EN 
DE Authors: Thomas Bötner, Prof. Dr. Hartmut Pohl, softScheck GmbH
Contribution – Embedded Software Engineering Congress 2015
While robots inherently incorporate safety-relevant (IEC 61508 Functional Safety) protection mechanisms to prevent harm to life and limb, security (attack resistance: ISO 27034 and IEC 62443) is equally essential for (networked) robots, as security can impact safety: An attacker can exploit vulnerabilities in software or firmware to disable implemented protection mechanisms and cause connected robots to malfunction.
Networked production processes are an increasingly popular target for cyberattacks. The ongoing digitalization of manufacturing facilities and the networking of production and office networks expand the attack surface and simultaneously attract more and more attackers. In practice, a proliferation of ad-hoc security activities can be observed – a strategy is lacking. ISO 27034 offers a solution for managing all security activities, which can be easily implemented in practice with the help of a process guideline.

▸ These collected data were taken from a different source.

PR #613, opened 2026-06-16
fix(test-utils): verify database queryable before declaring postgres ready

### LINKED ISSUE #612: fix(test-utils): PostgreSQL integration test flaky due to container readiness race
## Summary

The `response_store_persists_response_to_postgres` integration test fails intermittently in CI with:

```
relation "openai_responses_0_threadid_2_" does not exist
```

The test was introduced in #605 and has been failing consistently on CI runners while passing locally.

## Root Cause

`wait_for_postgres` uses `pg_isready` to check container readiness. `pg_isready` returns success when the PostgreSQL server accepts connections, but this can occur before the Docker entrypoint script finishes creating the `POSTGRES_DB` database. On CI runners under load, this race window is large enough for the proxy's lazy store initialization to connect before the database exists, causing the store init to fail silently (logged as a warning, request still proxied to backend with 200). The subsequent direct SQL query then finds no table.

## Fix

Add a second readiness phase that verifies the target database is actually queryable via `psql -d praxis -c 'SELECT 1'` after `pg_isready` succeeds. This ensures the Docker entrypoint has completed database creation before tests proceed.

franciscojavierarceo:
## Summary

- Fix flaky `response_store_persists_response_to_postgres` test (#612)
- `pg_isready` can return success before the Docker entrypoint finishes creating `POSTGRES_DB`; add a second readiness phase that runs `psql SELECT 1` against the target database
- Extract polling loop into `poll_until` helper to stay within clippy line limit

## Test plan

- [x] Both `openai_response_store_postgres` tests pass locally with fix
- [x] `cargo clippy -p praxis-test-utils -- -D warnings` clean
- [x] `cargo +nightly fmt -- --check` clean
- [x] CI integration tests pass (this PR specifically targets the PostgreSQL test step)

Fixes #612

### DIFF
--- a/tests/utils/src/net/postgres.rs
+++ b/tests/utils/src/net/postgres.rs
@@ -207,11 +207,34 @@ fn wait_for_postgres(engine: &str, container_id: &str) {
 
 /// Repeatedly call `check` until it returns `true` or the deadline passes.
 fn poll_until(deadline: Instant, check: impl Fn() -> bool) {
-    while Instant::now() < deadline {
+    loop {
         if check() {
             return;
+        }
+        if Instant::now() >= deadline {
+            break;
         }
         thread::sleep(READY_POLL_INTERVAL);
     }
     panic!("`PostgreSQL` container did not become ready within {READY_TIMEOUT:?}");
+}
+
+#[cfg(test)]
+mod tests {
+    use std::cell::Cell;
+
+    use super::*;
+
+    #[test]
+    fn poll_until_checks_readiness_after_sleep_crosses_deadline() {
+        let attempts = Cell::new(0);
+
+        poll_until(Instant::now() + Duration::from_millis(1), || {
+            let next_attempt = attempts.get() + 1;
+            attempts.set(next_attempt);
+            next_attempt == 2
+        });
+
+        assert_eq!(attempts.get(), 2);
+    }
 }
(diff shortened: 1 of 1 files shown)


tests/utils/src/net/postgres.rs
```diff
@@ -172,21 +172,46 @@ fn detect_container_engine() -> String {
...
+            ])
+            .output()
+            .is_ok_and(|o| o.status.success())
+    });
+}
+
+/// Repeatedly call `check` until it returns `true` or the deadline passes.
+fn poll_until(deadline: Instant, check: impl Fn() -> bool) {
+    while Instant::now() < deadline {
+        if check() {
```
shaneutt, line 211: This _technically_ introduces a small race condition in that after the `thread::sleep()` the `<` operator could return `false`, even though the sleep time was enough that the `check()` would have returned `true`.

Given what it's used for and where it's at it's certainly a small thing. However you could switch `while {}` to a `loop {}` and do the `check()` followed by deadline, followed by sleep to make it more logically consistent.

shaneutt (dismissed):

tests/utils/src/net/postgres.rs
franciscojavierarceo: done!

shaneutt (approved):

The targets of attacks range from data theft (espionage) and extortion to the sabotage (!) of production processes. If the attack becomes known, the company suffers (additional) reputational damage; this is often independent of whether the process owner itself or third parties – such as suppliers and service providers – are responsible for the exploited security vulnerability.
A prerequisite for all (successful) attacks is at least one security vulnerability known to the attacker and exploitable by the attacker. Therefore, it is essential to identify and patch as many security vulnerabilities in software and hardware as possible – this applies particularly to previously undiscovered (unpublished) security vulnerabilities (zero-day vulnerabilities).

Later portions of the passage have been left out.